Artificial Intelligence Is Used By Researchers To Find Novel Materials For High-Tech Computing

Utilising state-of-the-art artificial intelligence (AI) technologies, a team of researchers led by Trevor David Rhone, assistant professor in the department of physics, applied physics, and astronomy at Rensselaer Polytechnic Institute, has discovered unique van der Waals (vdW) magnets. The team specifically used semi-supervised learning to find transition metal halide vdW compounds with significant magnetic moments that are projected to be chemically stable.

These two-dimensional (2D) vdW magnets may find use in spintronics, quantum computing, and data storage.

Rhone has a speciality in using material informatics to find new materials with surprising features that promote science and technology. At the nexus of AI and materials science, materials informatics is a growing academic discipline. The most recent study conducted by his team was recently highlighted on the cover of Advanced Theory and Simulations.

Due to their unexpected features, 2D materials, which can be as thin as a single atom, were first discovered in 2004 and have sparked a significant amount of scientific interest. Because their long-range magnetic ordering endures even when they are reduced to one or a few layers, 2D magnets are noteworthy. The reason for this is magnetic anisotropy.

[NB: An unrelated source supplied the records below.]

PR #113, opened 2023-08-14
Make accounting.SessionInfo.system_address a repeated field that migh…

haussli:
…t include

one "system address" per address family.

### DIFF
--- a/accounting/acct.proto
+++ b/accounting/acct.proto
@@ -100,7 +100,7 @@ message SessionInfo {
   // loopback 0).
   // One per-address family (AF) might exist, all of which should be included
   // in this field.
-  repeated string system_address = 1;
+  repeated string system_addresses = 1;
 
   // Information for 5 tuple for the gRPC client connection.  It is possible
   // for local_address and system_address to be the same, regardless both
--- a/accounting/acct.proto
+++ b/accounting/acct.proto
@@ -93,10 +93,14 @@ service AccountingPush {
 // SessionInfo is the session identifier that identifies the context
 // in which service was executed.
 message SessionInfo {
-  // system_address is the IP address of the System sending the event,
-  // in most cases this address is the Loopback or Loopback equivalent
-  // on the System which is sending the messages to the Collector.
-  string system_address = 1;
+  // system_address is the IP address(es) of the System sending the event.
+  // In most cases this address is the Loopback, or Loopback equivalent,
+  // on the System which is sending the messages to the Collector, and might
+  // be specifically configured for gNxI (eg: gnxi source-address interface
+  // loopback 0).
+  // One per-address family (AF) might exist, all of which should be included
+  // in this field.
+  repeated string system_address = 1;
 
   // Information for 5 tuple for the gRPC client connection.  It is possible
   // for local_address and system_address to be the same, regardless both


morrowc (approved):

accounting/acct.proto
```diff
@@ -93,10 +93,14 @@ service AccountingPush {
...
-  // on the System which is sending the messages to the Collector.
-  string system_address = 1;
+  // system_address is the IP address(es) of the System sending the event.
+  // In most cases this address is the Loopback, or Loopback equivalent,
+  // on the System which is sending the messages to the Collector, and might
+  // be specifically configured for gNxI (eg: gnxi source-address interface
+  // loopback 0).
+  // One per-address family (AF) might exist, all of which should be included
+  // in this field.
+  repeated string system_addresses = 1;
```
earies, line 103: This is better than previous but there is still some ambiguity that needs to be addressed I feel

* What about when no loopback addresses are provisioned?  What would this be populated with if anything?
* A loopback (or any interface) may carry multiple IPv4/IPv6 addresses so are we now factoring in default address selection techniques which can differ by implementation or grabbing and sending all addresses which can include a variety of internal addresses?
* Does `gnxi source-address interface loopback 0` really apply here?  This is a dial-in service in which the L3 headers are intact by way of the underlying gRPC/HTTP/TLS/TCP connection.  So rather than a "source address", this is more so about an identity address.  I could understand a config knob to _pin_ the system addresses which may very well be more predictable than relying off address selection of an interface (config schema knobs like this could be proposed per gRPC service)
* Since it's really about encapsulating the identity of the system sending the messages, this is already known in packet headers.   Is this additional overhead necessary in each message struct?

haussli: hey, ok.
1) I did not mean to imply that it had to be a loopback.  there are various ways to choose the system address.  IIRC, cisco chooses by configuration, loopback, or highest address of all active interfaces, else possibly a default such as 192.168.1.254.
2) I'm not sure that I am following; typically only one address per AF is chosen.  is there another method?
3) yes, this is the idea; some config knob that pins the system address for a service.
4) it is not necessarily know by the packets, as often any address on the device can be used.  it may or may not have dns records for that address.

I'm totally open to your suggestions, and surely the maintainers are too.

earies: >     1. I did not mean to imply that it had to be a loopback.  there are various ways to choose the system address.  IIRC, cisco chooses by configuration, loopback, or highest address of all active interfaces, else possibly a default such as 192.168.1.254.
>     2. I'm not sure that I am following; typically only one address per AF is chosen.  is there another method?

I'll combine (1/2) because they are related to the same concern that there is reliance on a given system's default address selection mechanism for the system identity (which could differ from implementation to implementation)

Yes - 1 per AF still stands but it wasn't clear by the field comments that there was a reliance off the default address selection mechanism of each implementation.  If that is true then this field is only packed w/ > 0 and <= 2 addresses and can be from any interface on the system should a loopback not be configured (or even something non-routable if a system defaults suggest)

>     3. yes, this is the idea; some config knob that pins the system address for a service.

This could then be an override for the default address selection mechanism from above

>     4. it is not necessarily know by the packets, as often any address on the device can be used.  it may or may not have dns records for that address.

With a dial-in service, the client is calling into a NE that it is aware of and has an associated identity.  If we draw the parallels to all other gRPC services under the OpenConfig umbrella, there are not additional message fields in the payload indicating the identity for each RPC response message.  I think this same statement could be said of gNMI `SubscribeResponse`  and if we consider the scale just like we could have here for accounting records, we are then introducing overhead that adds up very quickly.

For gNMI subscription responses, it is up to the client to "tag" the associated identity before marshaling downstream.  It is also very likely that these gRPC dial-in connections are most always targeted at the system identity which would hold DNS records.

But I understand the concern which is probably more predominant in dial-out scenarios as was in TACACS+/RADIUS/SYSLOG, etc...

> I'm totally open to your suggestions, and surely the maintainers are too.

Thx! FWIW on this one, I'd probably mostly lean towards (4) because the scenario is always dial-in, taking into account reducing any overhead where necessary and providing consistency across gRPC services under the various umbrellas.  The client knows which element it has issued this RPC against.

earies:
> Mon, Aug 14, 2023 at 04:52:59PM -0700, Ebben Aries: ...
> This could then be an override for the default address selection mechanism from above
> Does this address 1 - 3? [haussli@198b819](https://github.com/haussli/gnsi/commit/198b819166549f27976701942b7adecaeff639da)

LGTM if kept

> 4. it is not necessarily know by the packets, as often any address on the device can be used. it may or may not have dns records for that address. With a dial-in service, the client is calling into a NE that it is aware of and has an associated identity. If we draw the parallels to all other gRPC services under the OpenConfig umbrella, there are not additional message fields in the payload indicating the identity for each RPC response message. I think this same statement could be said of gNMI `SubscribeResponse` and if we consider the scale just like we could have here for accounting records, we are then introducing overhead that adds up very quickly.
>> It is calling something, which might be the device or a proxy; could it also be a distributed event system like kafka? 
Inbound calling, there is still some identity or mapping table kept _somewhere_ even if not direct connect

On reception, there are 2 solutions to this problem as I see it

1. The ultimate RPC caller needs to add additional data (or metadata) to the data received.  In fact at this stage is possibly where other data manipulation occurs of possibly flattening message structs down to k/v pairs, etc.. to then marshal downstream to message bus, databases, etc..  The "additional" data could be items like hostnames, origins, etc... (e.g. something to distinguish downstream)
2. Extend message structs in the payload to encode this information in every message 

(1) is more efficient and already necessary as I see it while (2) introduces overhead and duplication of design across _all_ services for consistency

> FWIW on this one, I'd probably mostly lean towards (4) ... ... reducing any overhead
>>  But, your comment about other grpc services appears to be true; no others appear to have a similar field. Are you advocating for removal of the field entirely?  

That's where I'm leaning on this one.  gNMI subscriptions already need to take into account (1) above as each message does not reiterate the identity of the producing node.  Extension metadata could do this today but at the expense of unnecessary overhead on what can be a very chatty channel

>> The overhead seems inconsequential to me, if provides a benefit. So, is there a benefit?

If we look across OpenConfig data-modeling and API services as a whole and introduce use-cases and multi-dimensional scale on top, I think we are all going to be in for an awaking very soon where overhead considerations need to be baked in at every level of the design where we need to balance must haves vs. helpers, etc...  For accounting records across all actions that can be invoked across many services, this too can prove overwhelming (considering P4RT, gRIBI, etc..)

haussli:
morrow and i discussed removal of system_address(es) entirely.  We, I believe,
agree to trim that phat.

Would you draft that change?  or shall i?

Low dimensionality and this magnetic anisotropy may interact to produce novel spin degrees of freedom, such as spin textures, which can be applied to the creation of quantum computing architectures. 2D magnets can be employed in high-performance and energy-efficient devices and span the entire spectrum of electrical properties.

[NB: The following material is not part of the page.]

PR #115, opened 2023-08-16
Refactor accounting service to "acctz"

earies:
- Refactor acctz service including package/service/rpc/message
  nomenclature for consistency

Rhone and his team used AI to implement semi-supervised learning, a type of machine learning, to discover the properties of the vdW materials through high-throughput density functional theory (DFT) calculations. A combination of labelled and unlabeled data is used in semi-supervised learning to find patterns in the data and make predictions. The lack of labelled data, a significant problem in machine learning, is reduced via semi-supervised learning.

AI saves time and money, according to Rhone. “The normal materials discovery procedure necessitates pricey, time-consuming simulations on a supercomputer. Even more time and money may be spent on lab experiments. The process of finding new materials could be expedited with the help of artificial intelligence.

A supercomputer’s initial subset of 700 DFT simulations was used to train an AI model that, when applied to a laptop, could predict the properties of thousands of material candidates in a matter of milliseconds. Next, the group discovered intriguing candidate vdW materials with significant magnetic moments and low formation energy. Chemical stability, a crucial prerequisite for laboratory synthesis and later industrial applications, is indicated by low formation energy.

We can easily examine materials with various crystal structures using our framework, according to Rhone. This framework can also be used to examine mixed crystal structure prototypes, such as a data collection comprising both transition metal halides and transition metal trichalcogenides.

According to Curt Breneman, dean of Rensselaer’s School of Science, “Dr. Rhone’s application of AI to the field of materials science continues to produce exciting results.” He has advanced our understanding of 2D materials with unusual features and is also anticipated to help develop future quantum computing technologies, according to the statement.